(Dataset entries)
_ _ _
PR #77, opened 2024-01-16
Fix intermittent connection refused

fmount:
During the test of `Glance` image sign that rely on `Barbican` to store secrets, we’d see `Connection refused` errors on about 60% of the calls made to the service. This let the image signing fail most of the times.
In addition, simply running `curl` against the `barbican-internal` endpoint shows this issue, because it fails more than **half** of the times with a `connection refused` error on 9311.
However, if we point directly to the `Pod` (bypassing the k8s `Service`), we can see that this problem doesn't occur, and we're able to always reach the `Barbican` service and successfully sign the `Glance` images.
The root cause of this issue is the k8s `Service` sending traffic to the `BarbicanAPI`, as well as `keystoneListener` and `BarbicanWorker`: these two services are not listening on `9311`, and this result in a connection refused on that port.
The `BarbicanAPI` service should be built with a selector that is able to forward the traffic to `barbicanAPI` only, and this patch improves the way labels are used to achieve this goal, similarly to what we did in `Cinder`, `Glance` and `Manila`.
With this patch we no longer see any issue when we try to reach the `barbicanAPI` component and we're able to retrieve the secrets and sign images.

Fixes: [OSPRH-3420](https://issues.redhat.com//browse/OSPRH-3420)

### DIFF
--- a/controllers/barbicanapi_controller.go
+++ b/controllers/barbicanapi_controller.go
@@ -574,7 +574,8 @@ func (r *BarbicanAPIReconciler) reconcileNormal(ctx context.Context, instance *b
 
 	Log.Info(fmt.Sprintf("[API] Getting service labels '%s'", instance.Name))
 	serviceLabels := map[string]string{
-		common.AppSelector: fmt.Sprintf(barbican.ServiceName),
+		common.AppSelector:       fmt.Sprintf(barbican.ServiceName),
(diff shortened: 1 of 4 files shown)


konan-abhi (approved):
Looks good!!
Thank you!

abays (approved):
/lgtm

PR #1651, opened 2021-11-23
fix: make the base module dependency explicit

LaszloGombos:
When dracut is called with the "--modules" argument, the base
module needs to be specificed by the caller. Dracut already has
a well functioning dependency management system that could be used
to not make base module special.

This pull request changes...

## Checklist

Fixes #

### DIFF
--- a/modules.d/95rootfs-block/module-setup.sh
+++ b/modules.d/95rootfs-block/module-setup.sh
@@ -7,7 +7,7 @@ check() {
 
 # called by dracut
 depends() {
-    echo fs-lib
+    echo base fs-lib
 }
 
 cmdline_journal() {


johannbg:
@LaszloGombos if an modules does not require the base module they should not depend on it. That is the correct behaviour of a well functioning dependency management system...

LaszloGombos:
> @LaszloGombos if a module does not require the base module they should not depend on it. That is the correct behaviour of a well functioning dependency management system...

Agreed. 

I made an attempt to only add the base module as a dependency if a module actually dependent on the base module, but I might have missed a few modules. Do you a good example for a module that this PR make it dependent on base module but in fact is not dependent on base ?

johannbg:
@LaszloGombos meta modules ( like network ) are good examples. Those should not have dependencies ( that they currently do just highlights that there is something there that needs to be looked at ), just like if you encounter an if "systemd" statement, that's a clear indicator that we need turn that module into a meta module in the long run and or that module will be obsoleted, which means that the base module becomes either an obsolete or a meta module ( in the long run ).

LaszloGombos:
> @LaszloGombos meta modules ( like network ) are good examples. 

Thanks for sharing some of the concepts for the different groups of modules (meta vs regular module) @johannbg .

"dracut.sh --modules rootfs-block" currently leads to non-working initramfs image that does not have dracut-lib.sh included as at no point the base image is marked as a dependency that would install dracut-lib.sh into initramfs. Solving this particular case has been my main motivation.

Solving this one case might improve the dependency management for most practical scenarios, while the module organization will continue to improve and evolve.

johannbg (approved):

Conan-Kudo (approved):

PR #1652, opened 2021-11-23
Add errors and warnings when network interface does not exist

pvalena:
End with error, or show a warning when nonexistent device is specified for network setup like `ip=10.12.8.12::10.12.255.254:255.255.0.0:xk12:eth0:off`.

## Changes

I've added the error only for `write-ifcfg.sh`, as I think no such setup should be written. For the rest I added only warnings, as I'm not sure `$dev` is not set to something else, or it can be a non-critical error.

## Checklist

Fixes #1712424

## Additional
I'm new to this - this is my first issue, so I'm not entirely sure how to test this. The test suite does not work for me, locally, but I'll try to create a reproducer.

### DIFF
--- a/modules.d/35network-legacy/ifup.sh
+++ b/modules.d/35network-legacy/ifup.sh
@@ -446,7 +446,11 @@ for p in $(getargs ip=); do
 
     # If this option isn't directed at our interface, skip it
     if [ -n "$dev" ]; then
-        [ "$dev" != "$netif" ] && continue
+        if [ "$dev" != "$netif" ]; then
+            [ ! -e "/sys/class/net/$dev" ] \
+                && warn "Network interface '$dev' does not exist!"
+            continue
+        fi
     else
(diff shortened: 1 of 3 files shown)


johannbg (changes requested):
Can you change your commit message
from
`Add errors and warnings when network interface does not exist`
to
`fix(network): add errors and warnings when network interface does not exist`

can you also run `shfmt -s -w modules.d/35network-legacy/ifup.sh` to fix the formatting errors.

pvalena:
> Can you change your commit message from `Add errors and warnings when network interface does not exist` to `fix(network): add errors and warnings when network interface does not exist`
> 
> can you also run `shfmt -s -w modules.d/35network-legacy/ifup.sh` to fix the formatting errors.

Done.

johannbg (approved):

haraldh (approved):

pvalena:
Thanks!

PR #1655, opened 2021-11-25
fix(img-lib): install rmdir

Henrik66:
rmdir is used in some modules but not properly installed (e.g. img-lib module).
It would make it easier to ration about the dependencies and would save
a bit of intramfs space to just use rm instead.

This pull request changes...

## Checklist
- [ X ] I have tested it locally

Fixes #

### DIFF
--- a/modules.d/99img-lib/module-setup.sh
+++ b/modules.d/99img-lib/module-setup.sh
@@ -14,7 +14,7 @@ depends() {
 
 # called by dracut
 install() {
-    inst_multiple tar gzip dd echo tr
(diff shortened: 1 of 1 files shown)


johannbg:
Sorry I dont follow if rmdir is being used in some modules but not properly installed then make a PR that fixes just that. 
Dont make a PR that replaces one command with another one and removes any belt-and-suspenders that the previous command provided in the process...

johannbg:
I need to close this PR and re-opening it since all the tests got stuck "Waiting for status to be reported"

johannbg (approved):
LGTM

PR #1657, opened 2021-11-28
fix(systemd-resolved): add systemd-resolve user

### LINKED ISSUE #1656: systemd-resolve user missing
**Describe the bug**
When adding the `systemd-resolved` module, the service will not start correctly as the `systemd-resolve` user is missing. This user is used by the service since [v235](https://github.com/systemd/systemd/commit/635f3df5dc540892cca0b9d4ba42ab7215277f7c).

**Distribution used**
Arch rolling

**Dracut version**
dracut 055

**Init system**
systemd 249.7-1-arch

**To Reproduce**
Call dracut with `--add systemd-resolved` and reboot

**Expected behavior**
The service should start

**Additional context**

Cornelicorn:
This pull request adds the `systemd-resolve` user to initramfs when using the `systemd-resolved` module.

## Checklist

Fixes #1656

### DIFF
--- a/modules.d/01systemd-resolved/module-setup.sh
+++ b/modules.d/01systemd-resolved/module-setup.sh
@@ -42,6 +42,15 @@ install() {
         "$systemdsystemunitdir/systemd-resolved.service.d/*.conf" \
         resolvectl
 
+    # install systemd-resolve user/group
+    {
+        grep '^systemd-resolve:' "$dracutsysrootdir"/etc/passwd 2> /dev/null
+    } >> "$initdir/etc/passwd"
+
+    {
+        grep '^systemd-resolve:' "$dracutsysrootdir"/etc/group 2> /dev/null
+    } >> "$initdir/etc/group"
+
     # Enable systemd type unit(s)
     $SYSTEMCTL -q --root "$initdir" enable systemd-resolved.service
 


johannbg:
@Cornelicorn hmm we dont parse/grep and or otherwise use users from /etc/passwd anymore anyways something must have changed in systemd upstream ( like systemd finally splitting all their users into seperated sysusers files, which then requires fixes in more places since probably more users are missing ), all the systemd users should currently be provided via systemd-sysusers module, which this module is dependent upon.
_ _ _
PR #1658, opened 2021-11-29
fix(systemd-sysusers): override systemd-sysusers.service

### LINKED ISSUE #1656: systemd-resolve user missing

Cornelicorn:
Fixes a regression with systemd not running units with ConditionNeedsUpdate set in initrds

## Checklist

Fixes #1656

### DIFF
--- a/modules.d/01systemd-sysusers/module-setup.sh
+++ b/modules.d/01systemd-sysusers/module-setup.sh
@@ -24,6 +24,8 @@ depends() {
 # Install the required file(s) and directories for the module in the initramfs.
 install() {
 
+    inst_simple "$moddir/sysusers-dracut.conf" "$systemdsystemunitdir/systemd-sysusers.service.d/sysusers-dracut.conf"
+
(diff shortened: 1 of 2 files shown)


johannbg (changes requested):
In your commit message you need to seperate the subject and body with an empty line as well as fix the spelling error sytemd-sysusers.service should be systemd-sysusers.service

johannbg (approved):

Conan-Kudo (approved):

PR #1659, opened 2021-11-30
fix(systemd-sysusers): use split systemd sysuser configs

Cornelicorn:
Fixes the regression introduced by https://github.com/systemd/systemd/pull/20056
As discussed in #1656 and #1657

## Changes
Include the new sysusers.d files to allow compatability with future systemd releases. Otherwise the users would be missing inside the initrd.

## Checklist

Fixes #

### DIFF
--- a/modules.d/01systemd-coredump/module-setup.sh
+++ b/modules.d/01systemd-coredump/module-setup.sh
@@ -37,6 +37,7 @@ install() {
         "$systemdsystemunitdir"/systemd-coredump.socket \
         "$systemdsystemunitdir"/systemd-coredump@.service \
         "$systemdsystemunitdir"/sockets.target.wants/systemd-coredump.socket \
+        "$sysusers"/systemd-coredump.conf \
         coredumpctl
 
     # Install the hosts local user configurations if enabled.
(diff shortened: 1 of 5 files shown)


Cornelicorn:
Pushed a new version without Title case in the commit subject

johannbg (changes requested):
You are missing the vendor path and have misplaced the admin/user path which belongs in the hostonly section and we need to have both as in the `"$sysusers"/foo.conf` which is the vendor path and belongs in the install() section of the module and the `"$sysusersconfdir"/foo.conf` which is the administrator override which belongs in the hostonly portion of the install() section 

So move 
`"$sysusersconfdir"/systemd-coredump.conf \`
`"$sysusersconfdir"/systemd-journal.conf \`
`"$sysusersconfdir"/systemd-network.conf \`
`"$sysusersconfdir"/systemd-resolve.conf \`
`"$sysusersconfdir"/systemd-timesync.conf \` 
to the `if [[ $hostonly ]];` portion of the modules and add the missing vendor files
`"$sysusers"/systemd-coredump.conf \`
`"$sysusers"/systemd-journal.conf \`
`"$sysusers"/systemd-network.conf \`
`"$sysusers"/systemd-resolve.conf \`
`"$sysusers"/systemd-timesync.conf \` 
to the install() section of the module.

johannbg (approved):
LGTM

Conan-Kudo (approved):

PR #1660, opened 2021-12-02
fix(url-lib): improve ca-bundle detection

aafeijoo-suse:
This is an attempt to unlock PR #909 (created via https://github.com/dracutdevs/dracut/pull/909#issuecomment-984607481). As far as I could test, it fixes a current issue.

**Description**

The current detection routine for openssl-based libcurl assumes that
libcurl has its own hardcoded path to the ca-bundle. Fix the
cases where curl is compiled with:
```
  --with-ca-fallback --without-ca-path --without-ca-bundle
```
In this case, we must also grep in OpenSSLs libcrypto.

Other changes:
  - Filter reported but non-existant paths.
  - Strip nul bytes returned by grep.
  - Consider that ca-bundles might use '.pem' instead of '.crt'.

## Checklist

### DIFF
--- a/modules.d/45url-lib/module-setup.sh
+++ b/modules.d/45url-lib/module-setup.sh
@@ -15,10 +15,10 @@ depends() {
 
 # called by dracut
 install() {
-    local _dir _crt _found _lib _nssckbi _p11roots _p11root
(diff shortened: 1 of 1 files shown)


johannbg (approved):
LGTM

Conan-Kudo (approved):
_ _ _
After locating the line with "PR #77, opened 2024-01-16" above, return that line and every later line through the one with "In addition, simply", word for word and with nothing else.

PR #77, opened 2024-01-16
Fix intermittent connection refused

fmount:
During the test of `Glance` image sign that rely on `Barbican` to store secrets, we’d see `Connection refused` errors on about 60% of the calls made to the service. This let the image signing fail most of the times.
In addition, simply running `curl` against the `barbican-internal` endpoint shows this issue, because it fails more than **half** of the times with a `connection refused` error on 9311.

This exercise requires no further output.